PR #341, opened 2020-10-27
Show glimmer while waiting for user location

### LINKED ISSUE #290: [VMS] "Volunteer Events Near You" should show glimmering cards while fetching data
* Data for "Volunteer Events Near You" is fetched on the client-side. The user is first asked to share his location, then we kick-off a fetch request to the back-end, and upon receiving a response, we suddenly render a list of events when `nearestEvents.eventCards.length > 0` in `EventsPageMainContent.tsx`.
* This makes for a jerky UI experience. How about we show the "Volunteer Events Near You" list with glimmer cards **until the user grants permission to share location** _AND_ **the first set of cards have been fetched**? Essentially, we will want the UI to look like:

* Once data has been fetched, the glimmering cards can go away; if the fetched data returned no events, then we can unmount the component entirely.
* Also keep in mind that the `usePosition` hook in `EventsPageMainContent.tsx` will set `error` to a non-empty string when the user denies to share his location. Should we stop showing the glimmering cards then? 
* You may have to modify props/change functionality of the component added in #215.

migueldlr:
Closes #290 

Made `paginatedCardsData` optional in `CoreCardPaginationList.tsx` to show a glimmer when `paginatedCardsData` is null
Changed render condition in `EventsPageMainContent.tsx` to render as long as the user has not declined location permissions

### DIFF
--- a/components/core/list/CoreCardPaginationList.tsx
+++ b/components/core/list/CoreCardPaginationList.tsx
@@ -140,11 +140,18 @@ const CoreCardPaginationList = <CardData,>({
   // add an event listener and call the initial row size update
   useEffect(() => {
     window.addEventListener("resize", handleResize);
-    handleResize();
+
+    // we can't call handleResize directly here, the component might get
+    // unmounted immediately and we can't set state after unmount
+    const w = containerRef.current?.offsetWidth;
+    if (w != null) {
+      setRowSize(Math.max(1, Math.floor((w - MARGIN_ADJUSTMENT) / cardWidth)));
+    }
+
     return () => {
       window.removeEventListener("resize", handleResize);
     };
-  }, [handleResize]);
+  }, [cardWidth, handleResize]);
 
   // click handlers for buttons
   const nextPage = () => {
--- a/components/core/list/CoreCardPaginationList.tsx
+++ b/components/core/list/CoreCardPaginationList.tsx
@@ -44,11 +44,13 @@ const useStyles = makeStyles(({ palette }: Theme) =>
 );
 
 interface Props<CardData> {
-  paginatedCardsData?: PaginatedCards<CardData>;
+  paginatedCardsData: PaginatedCards<CardData>;
   fetchCards?: (newPage: number) => Promise<PaginatedCards<CardData>>;
   renderCard: (c: CardData) => JSX.Element;
   cardGlimmer: JSX.Element;
   cardWidth?: number;
+  shouldWait?: boolean;
+  setHasNoResults?: (b: boolean) => void;
 }
 
 const DEFAULT_ROW_SIZE = 4;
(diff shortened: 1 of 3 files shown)


components/events/EventsPageMainContent.tsx
```diff
@@ -87,26 +86,27 @@ const EventsPageMainContent: React.FC<Props> = ({ upcomingEvents }) => {
           </div>
         </>
       )}
-      {nearestEvents && nearestEvents.cards.length > 0 && (
```
PC98, line 90: I think now the "Volunteer Events Near You" text will still be rendered if `nearestEvents.cards.length == 0`. I am not sure if we want that, what do you think?

components/core/list/CoreCardPaginationList.tsx
```diff
@@ -63,20 +63,20 @@ const CoreCardPaginationList = <CardData,>({
 }: Props<CardData>) => {
   const classes = useStyles();
 
-  const [cards, setCards] = useState(paginatedCardsData.cards);
+  const [cards, setCards] = useState(paginatedCardsData?.cards ?? []);
```
PC98: One weird behavior is that the next button can still be clicked when this component is showing glimmers. It's possible that by the time the user grants location permission and the first set of cards are fetched from the back-end, he (for whatever reason) pressed the next button several times so `first` would be a large value and he won't see the first page of cards.

components/events/EventsPageMainContent.tsx
```diff
@@ -87,26 +86,27 @@ const EventsPageMainContent: React.FC<Props> = ({ upcomingEvents }) => {
...
-                  getNearestEvents({
-                    page,
-                    lat: nearestEvents.lat,
-                    long: nearestEvents.long
-                  })
-                }
-              />
-            </div>
+      {!hasPositionError && (
+        <div className={nearestEventsContainer}>
```
PC98, line 80: Another weird behavior - if you open the console's network tab, you will notice that two requests are being made to `/api/getNearestEvents` - one from this component and one from our pagination list component, for `page=0` and `page=1` respectively. But we should only fetch and display data for `page=0` unless the user clicks the next button.

PC98:
The only issue now seems to be:
```
react-dom.development.js?61bb:88 Warning: Can't perform a React state update on an unmounted component. This is a no-op, but it indicates a memory leak in your application. To fix, cancel all subscriptions and asynchronous tasks in a useEffect cleanup function.
    in CoreCardPaginationList (at EventsPageEventList.tsx:27)
    in EventsPageEventList (at EventsPageMainContent.tsx:85)
    in div (at EventsPageMainContent.tsx:84)
    in div (at EventsPageMainContent.tsx:80)
```
This gets printed to the console when I visit the app on Chrome with location permission already set to blocked.

PC98 (approved):

Issue #327, opened 2020-10-24
[VMS] `getNearestEventsCardData()` should return events sorted by distance


PC98:
* Currently, the Mongoose query in `getNearestEventsCardData()` uses `geoWithin` but that doesn't sort results by distance, see:  https://docs.mongodb.com/manual/reference/operator/query/geoWithin/#unsorted-results
* Try to figure out we can get sorted results, without using `.sort()`. Hint: look into `$near`

PR #346, opened 2020-10-30
added date support to getNearestEventCardData().

### LINKED ISSUE #328: [VMS] Ensure that `getNearestEventsCardData()` doesn't return past events
* If an event has a `startDate` < the current date, `getNearestEventsCardData()` should not return it.
* Try to think about how we can achieve this; keep in mind that we will want to use a static date and ensure that our pagination API calls don't break after this change.
* Have a look at how the Upcoming Events list does this. Relevant things to look at: `getUpcomingEventsCardData()` in `server/actions/events.ts`, the request in `requests/events.ts`, the API file in `pages/api` and the first request made in `pages/events/index.tsx`.

Fattimo:
changed typing of param of method to include date, changed api call to support a date

### DIFF
--- a/server/actions/events.ts
+++ b/server/actions/events.ts
@@ -96,6 +96,7 @@ export async function getUpcomingEventsCardData({
 export async function getNearestEventsCardData({
   lat,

◆ ◆ ◆ ◆

What is required:
All of the entries above need to be output again exactly.

The answer:
PR #341, opened 2020-10-27
Show glimmer while waiting for user location

### LINKED ISSUE #290: [VMS] "Volunteer Events Near You" should show glimmering cards while fetching data
* Data for "Volunteer Events Near You" is fetched on the client-side. The user is first asked to share his location, then we kick-off a fetch request to the back-end, and upon receiving a response, we suddenly render a list of events when `nearestEvents.eventCards.length > 0` in `EventsPageMainContent.tsx`.
* This makes for a jerky UI experience. How about we show the "Volunteer Events Near You" list with glimmer cards **until the user grants permission to share location** _AND_ **the first set of cards have been fetched**? Essentially, we will want the UI to look like:

* Once data has been fetched, the glimmering cards can go away; if the fetched data returned no events, then we can unmount the component entirely.
* Also keep in mind that the `usePosition` hook in `EventsPageMainContent.tsx` will set `error` to a non-empty string when the user denies to share his location. Should we stop showing the glimmering cards then? 
* You may have to modify props/change functionality of the component added in #215.

migueldlr:
Closes #290 

Made `paginatedCardsData` optional in `CoreCardPaginationList.tsx` to show a glimmer when `paginatedCardsData` is null
Changed render condition in `EventsPageMainContent.tsx` to render as long as the user has not declined location permissions

### DIFF
--- a/components/core/list/CoreCardPaginationList.tsx
+++ b/components/core/list/CoreCardPaginationList.tsx
@@ -140,11 +140,18 @@ const CoreCardPaginationList = <CardData,>({
   // add an event listener and call the initial row size update
   useEffect(() => {
     window.addEventListener("resize", handleResize);
-    handleResize();
+
+    // we can't call handleResize directly here, the component might get
+    // unmounted immediately and we can't set state after unmount
+    const w = containerRef.current?.offsetWidth;
+    if (w != null) {
+      setRowSize(Math.max(1, Math.floor((w - MARGIN_ADJUSTMENT) / cardWidth)));
+    }
+
     return () => {
       window.removeEventListener("resize", handleResize);
     };
-  }, [handleResize]);
+  }, [cardWidth, handleResize]);
 
   // click handlers for buttons
   const nextPage = () => {
--- a/components/core/list/CoreCardPaginationList.tsx
+++ b/components/core/list/CoreCardPaginationList.tsx
@@ -44,11 +44,13 @@ const useStyles = makeStyles(({ palette }: Theme) =>
 );
 
 interface Props<CardData> {
-  paginatedCardsData?: PaginatedCards<CardData>;
+  paginatedCardsData: PaginatedCards<CardData>;
   fetchCards?: (newPage: number) => Promise<PaginatedCards<CardData>>;
   renderCard: (c: CardData) => JSX.Element;
   cardGlimmer: JSX.Element;
   cardWidth?: number;
+  shouldWait?: boolean;
+  setHasNoResults?: (b: boolean) => void;
 }
 
 const DEFAULT_ROW_SIZE = 4;
(diff shortened: 1 of 3 files shown)


components/events/EventsPageMainContent.tsx
```diff
@@ -87,26 +86,27 @@ const EventsPageMainContent: React.FC<Props> = ({ upcomingEvents }) => {
           </div>
         </>
       )}
-      {nearestEvents && nearestEvents.cards.length > 0 && (
```
PC98, line 90: I think now the "Volunteer Events Near You" text will still be rendered if `nearestEvents.cards.length == 0`. I am not sure if we want that, what do you think?

components/core/list/CoreCardPaginationList.tsx
```diff
@@ -63,20 +63,20 @@ const CoreCardPaginationList = <CardData,>({
 }: Props<CardData>) => {
   const classes = useStyles();
 
-  const [cards, setCards] = useState(paginatedCardsData.cards);
+  const [cards, setCards] = useState(paginatedCardsData?.cards ?? []);
```
PC98: One weird behavior is that the next button can still be clicked when this component is showing glimmers. It's possible that by the time the user grants location permission and the first set of cards are fetched from the back-end, he (for whatever reason) pressed the next button several times so `first` would be a large value and he won't see the first page of cards.

components/events/EventsPageMainContent.tsx
```diff
@@ -87,26 +86,27 @@ const EventsPageMainContent: React.FC<Props> = ({ upcomingEvents }) => {
...
-                  getNearestEvents({
-                    page,
-                    lat: nearestEvents.lat,
-                    long: nearestEvents.long
-                  })
-                }
-              />
-            </div>
+      {!hasPositionError && (
+        <div className={nearestEventsContainer}>
```
PC98, line 80: Another weird behavior - if you open the console's network tab, you will notice that two requests are being made to `/api/getNearestEvents` - one from this component and one from our pagination list component, for `page=0` and `page=1` respectively. But we should only fetch and display data for `page=0` unless the user clicks the next button.

PC98:
The only issue now seems to be:
```
react-dom.development.js?61bb:88 Warning: Can't perform a React state update on an unmounted component. This is a no-op, but it indicates a memory leak in your application. To fix, cancel all subscriptions and asynchronous tasks in a useEffect cleanup function.
    in CoreCardPaginationList (at EventsPageEventList.tsx:27)
    in EventsPageEventList (at EventsPageMainContent.tsx:85)
    in div (at EventsPageMainContent.tsx:84)
    in div (at EventsPageMainContent.tsx:80)
```
This gets printed to the console when I visit the app on Chrome with location permission already set to blocked.

PC98 (approved):

Issue #327, opened 2020-10-24
[VMS] `getNearestEventsCardData()` should return events sorted by distance


PC98:
* Currently, the Mongoose query in `getNearestEventsCardData()` uses `geoWithin` but that doesn't sort results by distance, see:  https://docs.mongodb.com/manual/reference/operator/query/geoWithin/#unsorted-results
* Try to figure out we can get sorted results, without using `.sort()`. Hint: look into `$near`

PR #346, opened 2020-10-30
added date support to getNearestEventCardData().

### LINKED ISSUE #328: [VMS] Ensure that `getNearestEventsCardData()` doesn't return past events
* If an event has a `startDate` < the current date, `getNearestEventsCardData()` should not return it.
* Try to think about how we can achieve this; keep in mind that we will want to use a static date and ensure that our pagination API calls don't break after this change.
* Have a look at how the Upcoming Events list does this. Relevant things to look at: `getUpcomingEventsCardData()` in `server/actions/events.ts`, the request in `requests/events.ts`, the API file in `pages/api` and the first request made in `pages/events/index.tsx`.

Fattimo:
changed typing of param of method to include date, changed api call to support a date

### DIFF
--- a/server/actions/events.ts
+++ b/server/actions/events.ts
@@ -96,6 +96,7 @@ export async function getUpcomingEventsCardData({
 export async function getNearestEventsCardData({
   lat,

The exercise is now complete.